Oh, and the best part about this? It makes one of my examples in the Save Our Shows Campaigns post moot. Sigh. You know what? Somebody else can explain the whole exception proves the rule thing...I'm out!
(but still, getting a show -- or at least part of a show (2 cast members gone) up and running five years later? Pretty awesome achievement. And don't worry, the Dead Like Me movie is about a million times better than ... shudder ... the New WKRP. Brrr.)
Standards
Attentive viewers may notice some other changes. [Scrubs creator/showrunner Bill] Lawrence said a popular character nicknamed the Todd is no longer allowed to wear the thong-style swimsuit he occasionally wore on NBC. "That was an actual edict from the head of standards at Disney," he said.
Being Erica How, Exactly?
This show is going for the same demographic as Sophie, but the promotional blitz for Sophie made the premise fairly clear. But Erica’s posters and tag lines don’t really tell you much of anything except that she’s “going back” to set things right — but the fact that the show is a time travel fantasy where she literally goes back in time to correct things in her past (call it a more self-centred version of Quantum Leap) is not obvious at all, at least in the print ads...Anything that muddies the hook of your show is a problem. The perceived solution (hide the premise) is so much worse than the problem it's trying to fix that I can't even imagine the thinking that goes into it. If people don't watch the show it won't be because of the premise. This is not spaceships in space shooting lasers. It's Peggy Sue Got Married.Networks, both U.S. and Canadian, sometimes seem to have this kind of reticence when promoting a show with a fantasy element; ...

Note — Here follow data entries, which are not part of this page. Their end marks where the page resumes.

PR #2341, opened 2021-07-04
[ADDED] ReloadOptions() for embedded cases

### LINKED ISSUE #2272: Reload programmatically defined options
## Feature Request

Provide a way to dynamically load a new configuration provided programmatically.

#### Use Case:

Same use case a for Server.Reload, but programmatically (without a configuration file).

#### Proposed Change:

Either by providing a Server.Load(Option) or by providing public versions of the options (implementing the hot-swap interface)

In case of a Server.Load(Option), we may have the need of a function to get the full options, as Option must have all its properties set it would be difficult to change only a single option without that.

The option.Reload(Server) version is more specific and therefore probably less error-prone. It also makes sense as when configuration is given programmatically, granularity would generally be higher.

nats-server users that don't use a configuration file

taigrr:
 - [x] Tests added (TBD - contingent on core team weigh-in)

Resolves #2272

- Provide a public interface to Reload() the server from an Options struct instead of a changed config file. This is useful when embedding.

Testing to be completed (and commits squashed) once appropriately defined by other contributors
This is a minor addition

/cc @nats-io/core

### DIFF
--- a/server/reload.go
+++ b/server/reload.go
@@ -701,10 +701,29 @@ func (s *Server) recheckPinnedCerts(curOpts *Options, newOpts *Options) {
 	}
 }
 
-// Reload reads the current configuration file and applies any supported
-// changes. This returns an error if the server was not started with a config
-// file or an option which doesn't support hot-swapping was changed.
+// Reload reads the current configuration file and calls out to ReloadOptions
+// to apply the changes. This returns an error if the server was not started
+// with a config file or an option which doesn't support hot-swapping was changed.
 func (s *Server) Reload() error {
+	s.mu.Lock()
+	configFile := s.configFile
+	s.mu.Unlock()
+	if configFile == "" {
+		return errors.New("can only reload config when a file is provided using -c or --config")
+	}
+
+	newOpts, err := ProcessConfigFile(configFile)
+	if err != nil {
+		// TODO: Dump previous good config to a .bak file?
+		return err
+	}
+	return s.ReloadOptions(newOpts)
+}
+
+// ReloadOptions applies any supported options from the provided Option
+// type. This returns an error if an option which doesn't support
+// hot-swapping was changed.
+func (s *Server) ReloadOptions(newOpts *Options) error {
 	s.mu.Lock()
 
 	s.reloading = true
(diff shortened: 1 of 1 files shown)


taigrr:
The Travis failure appears unrelated to this PR.

server/reload.go
```diff
@@ -788,6 +788,80 @@ func (s *Server) Reload() error {
 	return nil
 }
 
+// ReloadOptions applies any supported options from the provided Option
+// type. This returns an error if an option which doesn't
+// support hot-swapping was changed.
+func (s *Server) ReloadOptions(newOpts *Options) error {
```
kozlovic, line 794: This is a lot of repeat with Reload(), so what I would suggest is that this one could be as-is (assuming it does the same than Reload()) and change Reload() to first load the configuration file and then invoke this new ReloadOptions() function. I think that processing config file could be done outside of server lock, something like:
```
func (s *Server) Reload() error {
	s.mu.Lock()
	configFile := s.configFile
	s.mu.Unlock()
	if configFile == "" {
		return errors.New("can only reload config when a file is provided using -c or --config")
	}

	newOpts, err := ProcessConfigFile(configFile)
	if err != nil {
		return err
	}

	return s.ReloadOptions(newOpts)
}
```

kozlovic (changes requested):

server/reload.go
taigrr: Perfect! I agree completely. Doing things this way would also help answer my question on test coverage (as current tests on Reload() would pass through). The only reason I didn't do it this way the first time was my hesitancy to move things outside of the mutex, since things are usually bounded by mutexes for a reason (even though I couldn't immediately see why). 

I will update and squash this PR soon.

taigrr: @kozlovic I've made the changes suggested.

taigrr:
Whoops. Needed another rebase. Ready now!

kozlovic (approved):
LGTM

kozlovic:
Will let @ripienaar chime in, but I think this is ok and ready to merge.

taigrr:
@kozlovic do you want me to rebase again to rewrite the commit message to match the new title?

kozlovic:
@taigrr No need.

ripienaar (approved):
LGTM

PR #2344, opened 2021-07-06
[FIXED] Use of sync.Pool for filestore could cause msg corruption.

derekcollison:

/cc @nats-io/core

### DIFF
--- a/server/norace_test.go
+++ b/server/norace_test.go
@@ -2216,3 +2216,83 @@ func TestNoRaceJetStreamSlowFilteredInititalPendingAndFirstMsg(t *testing.T) {
 	testConsumerCreate("foo.100000", 1, 1)
 	testConsumerCreate("foo", 1, 100_000-2)
 }
+
+func TestNoRaceJetStreamFileStoreBufferReuse(t *testing.T) {
+	// Uncomment to run. Needs to be on a big machine.
+	skip(t)
+
+	s := RunBasicJetStreamServer()
+	defer s.Shutdown()
+
+	if config := s.JetStreamConfig(); config != nil {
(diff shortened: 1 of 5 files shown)


server/norace_test.go
```diff
@@ -2216,3 +2216,83 @@ func TestNoRaceJetStreamSlowFilteredInititalPendingAndFirstMsg(t *testing.T) {
 	testConsumerCreate("foo.100000", 1, 1)
 	testConsumerCreate("foo", 1, 100_000-2)
 }
+
+func TestNoRaceJetStreamFileStoreBufferReuse(t *testing.T) {
+	// Uncomment to run. Needs to be on a big machine.
+	//skip(t)
```
kozlovic, line 2222: Should we skip by default?

server/events.go
```diff
@@ -721,37 +721,37 @@ func (s *Server) initEventTracking() {
 	}
 	monSrvc := map[string]msgHandler{
 		"STATSZ": s.statszReq,
-		"VARZ": func(sub *subscription, _ *client, subject, reply string, msg []byte) {
+		"VARZ": func(sub *subscription, c *client, subject, reply string, msg []byte) {
```
kozlovic, line 724: These are changes that were done in https://github.com/nats-io/nats-server/pull/2338. Should should have rebased instead so that this PR shows only your changes? (it's ok if you don't)

kozlovic (approved):
LGTM, but wonder about the new test being ON by default.

server/norace_test.go
derekcollison: Yes will turn off by default I think. Thanks.

kozlovic (approved):
LGTM

PR #2345, opened 2021-07-06
Add error codes for all consumer creation errors

ripienaar:
I wanted to supress some logging of consumer create
errors that just isn't needed and would be really
annoying on large networks, so I added many constants
and updated all errors.

I think only JSConsumerStoreFailedErrF is worth logging
on large networks else there would be quite a lot of
logs generated that one just cannot act on

/cc @nats-io/core


derekcollison (approved):
LGTM

PR #2346, opened 2021-07-06
[FIXED] #2332 Peer info reports that had large last active values.

### LINKED ISSUE #2332: PeerInfo Lag contains exceptionally large uint64 value
## Defect

THIS ISSUE IS AWAITING MORE INFO

Replica.PeerInfo.Lag value is `18446744073709551614` (`fffffffffffffffe`) which seems like an overflow?

From a user:
> This issue occurs especially when we purge some data in stream and starting sequence number is other than 1 for ephemeral consumer with deliver policy as all.

Server:
Java Client: 2.11.4

derekcollison:
Also put in safety for lag going upside down as well.

Resolves #2332 

/cc @nats-io/core

### DIFF
--- a/server/jetstream_cluster.go
+++ b/server/jetstream_cluster.go
@@ -4665,9 +4665,9 @@ func (js *jetStream) clusterInfo(rg *raftGroup) *ClusterInfo {
 
 	for _, rp := range peers {
 		if rp.ID != id && rg.isMember(rp.ID) {
-			lastSeen := now.Sub(rp.Last)
-			if lastSeen < 0 {
-				lastSeen = 1
+			var lastSeen time.Duration
+			if now.After(rp.Last) && rp.Last.Unix() != 0 {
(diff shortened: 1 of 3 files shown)


server/jetstream_cluster.go
```diff
@@ -4665,9 +4665,9 @@ func (js *jetStream) clusterInfo(rg *raftGroup) *ClusterInfo {
 
 	for _, rp := range peers {
 		if rp.ID != id && rg.isMember(rp.ID) {
-			lastSeen := now.Sub(rp.Last)
-			if lastSeen < 0 {
-				lastSeen = 1
+			lastSeen := time.Microsecond // Just sane small non-zero default.
```
ripienaar, line 4668: so when not seen at all this will now give some microseconds? Probably ok just chekcing

kozlovic (approved):
LGTM

PR #2347, opened 2021-07-06
Make requirement for interest on creation of ephemerals soft vs hard.

derekcollison:
Will start the cleanup timer if no interest but allow creation.

/cc @nats-io/core


ripienaar (approved):
LGTM

starting to think HBs on ephemerals should have been required, too late now.

kozlovic (approved):
LGTM

PR #2354, opened 2021-07-08
Fix for multiple concurrent ephemeral consumer requests with max consumers set.

derekcollison:
Bug that did not limit ephemeral consumers when in clustered mode and with multiple concurrent requests.

/cc @nats-io/core

### DIFF
--- a/server/jetstream_cluster_test.go
+++ b/server/jetstream_cluster_test.go
@@ -7640,6 +7640,59 @@ func TestJetStreamClusterMaxConsumers(t *testing.T) {
 	}
 }
 
+func TestJetStreamClusterMaxConsumersMultipleConcurrentRequests(t *testing.T) {
+	c := createJetStreamClusterExplicit(t, "JSC", 3)
+	defer c.shutdown()
+
+	nc, js := jsClientConnect(t, c.randomServer())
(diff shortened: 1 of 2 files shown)


server/jetstream_cluster_test.go
```diff
@@ -7640,6 +7640,59 @@ func TestJetStreamClusterMaxConsumers(t *testing.T) {
...
+	var wg sync.WaitGroup
+
+	for n := 0; n < 10; n++ {
+		wg.Add(1)
+		go func() {
+			defer wg.Done()
+			nc, js := jsClientConnect(t, c.randomServer())
+			defer nc.Close()
+			<-startCh
+			js.SubscribeSync("in.maxcc.foo")
```
ripienaar, line 7679: have to be careful that this doesnt unsubscrie (nc.Close()) before the other go routine is going on, my sample test had a wait on a channel there to prevent the defers from firing

derekcollison: Did not affect my tests, was getting failure everytime.

ripienaar: ok :)

ripienaar:
LGTM

PR #2357, opened 2021-07-10
[FIXED] Consumer NumPending bug

derekcollison:
Fix for a consumer's num pending being stuck at 1.

We were trying to protect the sgap uint64 from wrapping, but in some cases the consumers is eager and can get a message before we sgap++.

Instead of slowing things down and synchronizing ++ then --, we allow it to wrap temporarily and have and adjustedPending() func that will set to zero for reporting.

/cc @nats-io/core


ripienaar (approved):
LGTM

I don’t know if it helps or hurts a show to soft-pedal the supernatural stuff, but I admit that it is very tricky to promote a show that has a fantasy aspect but otherwise aims to be realistic, like Life On Mars. The whole “magic realism” form seems to be more accepted in books, as well as movies like Eternal Sunshine of the Spotless Mind. But most TV shows are either “pure” fantasy or not.
None of this is new, of course. We talked about it on the blog last year. (And Weinman's covered the ground too, I believe.)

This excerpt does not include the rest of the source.